■ Task to complete
Please give again, word for word, each line that falls between the line with "package filodb.memory" and the end of the data, inclusive.

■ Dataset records

======

PR #1021, opened 2021-02-10
bug(core): Overflow BlockMemFactory is not reclaimed correctly after flush

vishramachandran:
**Pull Request checklist**

Overflow BlockMemFactory in TimeSeriesShard today depends on ODP blocks and hence is not correctly reclaimed after flush of chunks placed in it.

This PR removes overflow BMF in the shard and makes the BlockMemFactory pool track the flush group for which the
BMF is used. Subsequent use in overflow chunks will retrieve same BMF, until the BMF is checked out for flush in the FlushEvent for the group. At that point, it is removed from the map and future calls for overflow BMF will yield a new BMF.
Once the BMF checked out for flush is released after flush to Cassandra, the BMF is put back into free pool.

### DIFF
--- a/memory/src/main/scala/filodb.memory/BlockMemFactoryPool.scala
+++ b/memory/src/main/scala/filodb.memory/BlockMemFactoryPool.scala
@@ -1,5 +1,7 @@
 package filodb.memory
 
+import scala.collection.mutable
+
 import com.typesafe.scalalogging.StrictLogging
 
 /**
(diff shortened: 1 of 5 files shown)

======

■ Task output
 package filodb.memory
 
+import scala.collection.mutable
+
 import com.typesafe.scalalogging.StrictLogging
 
 /**
(diff shortened: 1 of 5 files shown)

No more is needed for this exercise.